The book would be a valuable addition to any college student preparing a paper where he would like to argue about the evils of "globalization", how bankers are usurers who are driving us to exhaust the planets resources, or how the gold standard was like a corset. For everyone else, it's pretty much useless.
Samugul
I read the book before I read the reviews here. After I read the book, I thought to myself that the author had some interesting ideas. Not many people before 2007 thought so negatively about bankers : before the crisis, bankers were well-respected people who were regarded as upright, intelligent and deservedly rich. Young graduates rushed to join banks not only for the money but the prestige. Now we know how wrong we all were. The banks abused the privilege (of being able to create money from thin air) given to them, chased short-term profits that resulted in the collapse of the system, dragging down innocent people with them. If anything, the book should have served as a warning to policy makers before 2007 that bankers should be reined in. I disagree with the other reader who called the author Marxist and other names. The facts support her views. Banks serve an important function in a capitalist society, but they have to be kept under a leash, otherwise they will do damage to the society. Credit creation is a two-way sword, we need it for economic growth, but if it is given too loosely, it will destroy the system. This is not Marxist speak, this is pragmatism.
Longitude Temporary
In this book published in 2006 Ann Pettifor put forward a detailed scenario in which excessive debt in the developed world caused a serious economic crisis. The 2008 financial crisis proceeded exactly as she suggested it would. Pettifor does an excellent job of explaining how the basic financial structure of our society was undermined in the lead up to our most recent crisis. I have read fairly extensively on economics, and this book contains by far the best explanation of what money is and how it works that I have encountered. Pettifor makes a case for her own solutions to the problems leading up to the crisis, which are mostly radically outside of the mainstream options being considered. Of course the idea of a first world financial collapse was outside of the mainstream when the book was published.

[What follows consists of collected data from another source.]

PR #327, opened 2022-01-06
feat: add workflow events

dpilch:


dpilch:
Updated to use `eventProperties`. I haven't added the validation to throw an error when a reserved event name is used in `properties`. That can be done as a separate change.

packages/codegen-ui-react/lib/react-component-render-helper.ts
```diff
@@ -404,36 +394,38 @@ export function buildChildElement(prop?: ComponentPropertyValueTypes): JsxChild
...
+  return factory.createJsxAttribute(factory.createIdentifier(name), undefined);
 }
 
 /* Tempory stub function to map from generic event name to React event name. Final implementation will be included in
  * amplify-ui.
  */
-function mapGenericEventToReact(genericEventBinding: string): string {
+export function mapGenericEventToReact(genericEventBinding: string): string {
   switch (genericEventBinding) {
     case 'click':
```
alharris-at, line 425: I feel a bit as though the keys to this map should like the codegen-ui repo, so we can just enforce their names in the yup model.

packages/codegen-ui-react/lib/react-component-with-children-renderer.ts
```diff
@@ -58,9 +59,14 @@ export class ReactComponentWithChildrenRenderer<TPropIn> extends ComponentWithCh
...
-      buildOpeningElementAttributes(value, key),
-    );
+    const attributes = Object.entries(this.component.properties)
+      .map(([key, value]) => buildOpeningElementAttributes(value, key))
+      .concat(
+        Object.entries(this.component.eventProperties || {}).map(([key, value]) =>
+          // pass as bindingProperties to reuse logic
+          buildOpeningElementAttributes({ bindingProperties: { property: value } }, mapGenericEventToReact(key)),
+        ),
+      );
```
alharris-at, line 69: Shared code between the child and standard properties. Not critical in this PR, but we should start looking at how to normalize these two if possible.

alharris-at: Additionally, this logic is slightly opaque, unless you're cached into event handling specifically. May be more readable to generate bindingProperties, generate eventProperties, then return the concat of those two named vars (no logical change).

alharris-at (commented):
Overall LGTM - one style comment is that we should separate renames and just general refactoring from logical changes, this CR would be a bit more readable if it had been split into two.

alharris-at (approved):

PR #316, opened 2025-02-26
Add logic to delete Azure resources upon TTL expiration

mamu0:
### List of changes

Now only for `azure_storage_account` module, as a proposed change, the `ModifiedOn` tag has been added, which is created during apply and set the date of last apply on terraform.
A Azure policy that add the same `ModifiedOn` tag on new resources only if environment is `Dev` and `ModifiedOn` is not `Terraform`.
A GitHub Workflow that search all Dev resources with `ModifiedOn` tag and delete them if `ModifiedOn+TTL` is today.

### Motivation and context

As previously proposed, a tag will be added to trigger the deletion of `DEV` resources.
With this tag, added via terraform and policy will be a trigger for the GitHub Workflow that check if the resources have reached the expiry date.

Possible Next steps:
- Slack notification 1 day before deletion
- ...

### Type of changes

- [ ] Add new resources

- [x] No

### Other information

Resolves: CES-525


gunzip:
maybe I'm missing something, but imho this will result in an odd setup where you have a tag 'expiration day' on every resource which defaults to some value which is not used where the related azure policy is not running. 

assume dev don't set up this intentionally. they'll see in the terraform state that their resources will 'expire' which is scary.

mamu0:
> maybe I'm missing something, but imho this will result in an odd setup where you have a tag 'expiration day' on every resource which defaults to some value which is not used where the related azure policy is not running.
> 
> assume dev don't set up this intentionally. they'll see in the terraform state that their resources will 'expire' which is scary. can't we handle this in some other way? (without an explicit expire tag within terraform modules)

I made a change to restrict tag creation to the `DEV` environment to avoid unnecessary alerts in other environments.

Since deletion will be triggered by an Action, an alternative approach is to add only a `CreationDate` tag to each resource and calculate the `ExpirationDate` within the Action.

Additionally, we could enforce a **policy** that prevents resource creation in `DEV` if the `CreationDate` tag is missing.

Another option is a policy that denies deletion of `DEV` resources until they reach their `ExpirationDate`. However, this might be less convenient for developers and should be carefully considered.

gunzip:
> I made a change to restrict tag creation to the DEV environment to avoid unnecessary alerts in other environments.
 
👍 

> Since deletion will be triggered by an Action, an alternative approach is to add only a CreationDate tag to each resource and calculate the ExpirationDate within the Action.

👍 

> Additionally, we could enforce a policy that prevents resource creation in DEV if the CreationDate tag is missing.

This will slow down development.

> Another option is a policy that denies deletion of DEV resources until they reach their ExpirationDate. However, this might be less convenient for developers and should be carefully considered.

👎

mamu0:
> This will slow down development.
> 
Actually, it shouldn’t be an issue since all new resources will have the tag added by Terraform. However, it would be useful to identify existing resources in `DEV` that don’t have the tag, as they won’t be triggered by the action.

But it’s not strictly necessary, nor something that needs to be done immediately or alongside other tasks, but it can be considered if needed.

gunzip:
> Actually, it shouldn’t be an issue since all new resources will have the tag added by Terraform

Most of dev resources are created manually, and we must expect that this will persist since there's no need to create development resources using IaC.

gunzip:
Anyway, if the policy that prevents the creation of new untagged resources works with a clear error even using Azure portal, we can "enforce a policy that prevents resource creation in DEV if the CreationDate tag is missing"

mamu0:
> Anyway, if the policy that prevents the creation of new untagged resources works with a clear error even using Azure portal, we can "enforce a policy that prevents resource creation in DEV if the CreationDate tag is missing"

Yes of course, if we decided to use it on azure portal we would see an error like this:
image
So it would be enough to choose a speaking title for the policy

.github/workflows/_cleanup_resources.yaml
```diff
@@ -0,0 +1,102 @@
+name: Cleanup Resources
```
gunzip, line 1: is it possible to add a description to this workflow?

.github/workflows/_cleanup_resources.yaml
```diff
@@ -0,0 +1,102 @@
...
+
+on:
+  workflow_call:
+    inputs:
+      environment:
+        description: Environment where search resources.
```
gunzip, line 7: **suggestion**: be more specific in descriptions

.github/workflows/_cleanup_resources.yaml
```diff
@@ -0,0 +1,102 @@
...
+        type: string
+        required: false
+        default: "dev"
+      ttl:
+        description: Time to live in days for resources.
```
gunzip, line 12: ditto

.github/workflows/_cleanup_resources.yaml
```diff
@@ -0,0 +1,102 @@
...
+        id: resources
+        run: |
+          if [ "${{ inputs.environment }}" == "dev" ]; then
+            environment="Dev"
+          elif [ "${{ inputs.environment }}" == "uat" ]; then
+            environment="Uat"
+          elif [ "${{ inputs.environment }}" == "prod" ]; then
+            environment="Prod"
+          else
+            echo "Invalid environment. Please provide valid environment."
```
gunzip, line 55: **issue**: list valid environment in message

infra/modules/azure_storage_account/locals.tf
```diff
@@ -52,4 +52,8 @@ locals {
       principal_id        = try(coalesce(var.customer_managed_key.user_assigned_identity_id, azurerm_storage_account.this.identity[0].principal_id), "")
     } : {}
   }
+
+  tags = var.environment.env_short == "d" ? merge(var.tags, {
```
gunzip, line 56: **question**: why do we need this is the tag is applied by the policy below?

gunzip (changes requested):

infra/modules/azure_storage_account/locals.tf
mamu0: As discussed in the relevant RFC, if we don’t add it in Terraform, there will always be a drift since it can be modified via the portal. Additionally, the policy only applies tags during creation, meaning they won’t be recreated or updated if deleted or modified. With Terraform, the tag is enforced and updated on every apply.
Therefore, collaboration between policy and Terraform is needed to cover both cases: resources created via the **portal** and those created with one of the DX modules in **Terraform**.

mamu0:
@pagopa/engineering-team-cloud-eng @pagopa/engineering-team-devex, does the logic I’ve proposed in this **PR** work for you?
Before proceeding, I’d like your input on a couple of points:
- Is it fine to add that _tag_ to every Terraform module in **dx**, or are there any we should exclude from this logic?
- Do you think **Slack notifications** about expiring resources one day in advance are a good way to alert the teams? Now they look like this:
image

.github/workflows/_cleanup_resources.yaml
```diff
@@ -0,0 +1,166 @@
...
+              echo ${row} | base64 --decode | jq -r ${1}
+            }
+
+            modifiedOn=$(_jq '.modifiedOn')
+            resourceId=$(_jq '.id')
+
+            # Expiry Date (ModifiedOn + TTL)
+            expiryDate=$(date -d "$modifiedOn + $ttl days" +%Y-%m-%d)
+
+            if [[ "$expiryDate" == "$today" ]]; then
```
christian-calabrese, line 96: **suggestion**: Shall we check if expiryDate is equals or **greater** than today? This would help in cases where the workflow fails for some reason leaving resources undeleted
```suggestion
            if [[ "$expiryDate" -ge "$today" ]]; then
```

infra/modules/azure_storage_account/locals.tf
christian-calabrese, line 56: **question**: I think the ModifiedOn tag may be useful in the other environments (uat, prod) as well. Of course, not the deletion process, but just an additional information that can be visually compared with the modified date we can get from the azure portal.

This way, it is possible to understand whether the resource has been manually edited

.github/workflows/_cleanup_resources.yaml
mamu0: Unfortunately, this is a comparison between two strings, so `-ge` won’t work in this case

infra/modules/azure_storage_account/locals.tf
mamu0: I agree, it could be useful across all environments. Additionally, there’s no risk of deleting resources in **PROD** or **UAT** because both the **action** and the **policy** have the `environment` as a configurable parameter.

.github/workflows/_cleanup_resources.yaml
mamu0: That’s a great observation! I’ll incorporate it, but since it’s a string comparison, `<` and `==` should be used; otherwise, it will result in an error.

mamu0:
**blocked**: The main issues are:

- No reliable way to prevent drift in the `plan`, as the date would change with every `apply`, the only solution found was to ignore changes for the entire `tag` block.
- No viable solution to correctly add `tags` to sub-resources created by Terraform. Even with a _policy_ in place, `tags` would not be updated and could result in premature deletions.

Ultimately the presentation of the flaws in our system that led to the crisis is easily separated from the critique/solutions that Pettifor presents. Pettifor's ideological bent isn't as cut and dry as other reviewers have suggested, people ranging from marxists to libertarians will find suggestions they agree with and others they don't. Even if you aren't amenable to any of the solutions proposed in the book it does such a phenomenal job of outlining the problem that, regardless of your ideological bent, it is well worth your time. If you are looking for an incisive analysis of the underlying flaws that have lately plagued our economy this is the book for you.